You’ll want to practice in a place that’s comfortable and feels safe for you. Ensure you’ll be undisturbed as you work. You may need as few as five minutes or you may need considerably longer. I recommend giving yourself a good 20-30 minutes so you have time to write any thoughts or messages you receive into your journal if you so desire.
- Set your intention, which for this exercise is to connect with your study-buddy and communicate clearly.
- Take a few moments to clear your mind and focus.
- When you’re ready, imagine your study-buddy is quite nearby. Offer him or her a loving greeting, like a warm hug or a jolly hello. This is how you establish connection with your friend. Give yourselves as long as you need to enjoy each other’s presence and feel connected.
- Ask your friend for his or her help in your learning process. Explain that you’re trying to learn how to trust you’re being heard and you’e hearing correctly or accurately. Many non-human animals will understand it’s hard for us humans to trust the process.

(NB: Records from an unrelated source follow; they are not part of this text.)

PR #625, opened 2022-04-30
compile: bind TAB to compilation-next-error

edwargix:
Currently, it's bound to evil-jump-forward, which isn't useful in compile-mode.

### Checklist

- [x] byte-compiles cleanly

### DIFF
--- a/modes/compile/evil-collection-compile.el
+++ b/modes/compile/evil-collection-compile.el
@@ -50,6 +50,9 @@
       "go" 'compilation-display-error
       (kbd "S-<return>") 'compilation-display-error
 
+      (kbd "TAB") 'compilation-next-error
+      (kbd "S-TAB") 'compilation-previous-error
+
       "gj" 'compilation-next-error
       "gk" 'compilation-previous-error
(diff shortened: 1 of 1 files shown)


edwargix:
`S-TAB` currently does `'compilation-previous-error`.  Perhaps it would also be good to explicitly set that?  Let me know if you think it would be worth specifying that.

condy0919:
> `S-TAB` currently does `'compilation-previous-error`. Perhaps it would also be good to explicitly set that? Let me know if you think it would be worth specifying that.

It would be better to explicitly bind `S-TAB` since `S-TAB` in evil normal state is undefined and fallback to `<backtab>`.

edwargix:
> > `S-TAB` currently does `'compilation-previous-error`. Perhaps it would also be good to explicitly set that? Let me know if you think it would be worth specifying that.
> 
> It would be better to explicitly bind `S-TAB` since `S-TAB` in evil normal state is undefined and fallback to `<backtab>`. That's why it works.

a6467cf

condy0919:
Thanks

- When your friend agrees to help, tell him or her you want to play a game. It may feel kind of silly, but explain it’ll help you to trust you communicated well. Then, ask if he or she would be willing to show you in the next day or so you communicated by doing something outrageous and crazy to get your attention. You can decide together what that crazy behavior might be, or you can let your friend use his or her creativity to come up with a way to catch your attention. Whatever it is your friend does, it needs to be something that’s really dramatic or out-of-character so you can’t miss it. The key to this exercise is that you get the sign your friend really did hear you, you really did communicate, and you didn’t just create it as a giant fantasy of how you wish life would be rather than how it is. Ask your friend to keep at it, getting more and more outrageous or dramatic, until you clearly catch on. Promise to tell him or her when you’ve gotten the message, too!
- When you’ve finished your communication, remember to thank you study-buddy for communicating with you. It’s always kind to offer another hug or love of some kind like you did when you began before you sign off.
- When you’ve said your good-byes, let yourself focus on your body and your surroundings for a moment or two. It helps to wiggle your toes and get yourself re-grounded into your body. The more your practice, the less you’ll need to think about the transition. For now, spend as much or as little time as you need to feel fully present in your body and your life as it is right now.
- Take a few moments to write down any impressions or thoughts you had while you were communicating with your friend if you so desire.